PR #42233, opened 2025-11-17
Fix processor test for glm

molbap:
# What does this PR do?

As per title, seems like the wrong arg name was passed to processor


zucchini-nlp (approved):
Thanks! I recently deleted the deprecation, might have not updated in a few places

Rocketknight1:
Merging because I want the CI to be green, yell at me if this causes any problems and I'll fix them :sweat_smile:

PR #42618, opened 2025-12-04
Update revision so that there is a safetensors model

LysandreJik:
The linked revision does not contain a safetensors model


ydshieh (approved):
merci!!

ArthurZucker (approved):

********

* Problem statement
In the answer, each entry from the listing must be transcribed exactly.

* Final answer
PR #42233, opened 2025-11-17
Fix processor test for glm

molbap:
# What does this PR do?

As per title, seems like the wrong arg name was passed to processor


zucchini-nlp (approved):
Thanks! I recently deleted the deprecation, might have not updated in a few places

Rocketknight1:
Merging because I want the CI to be green, yell at me if this causes any problems and I'll fix them :sweat_smile:

PR #42618, opened 2025-12-04
Update revision so that there is a safetensors model

LysandreJik:
The linked revision does not contain a safetensors model


ydshieh (approved):
merci!!

ArthurZucker (approved):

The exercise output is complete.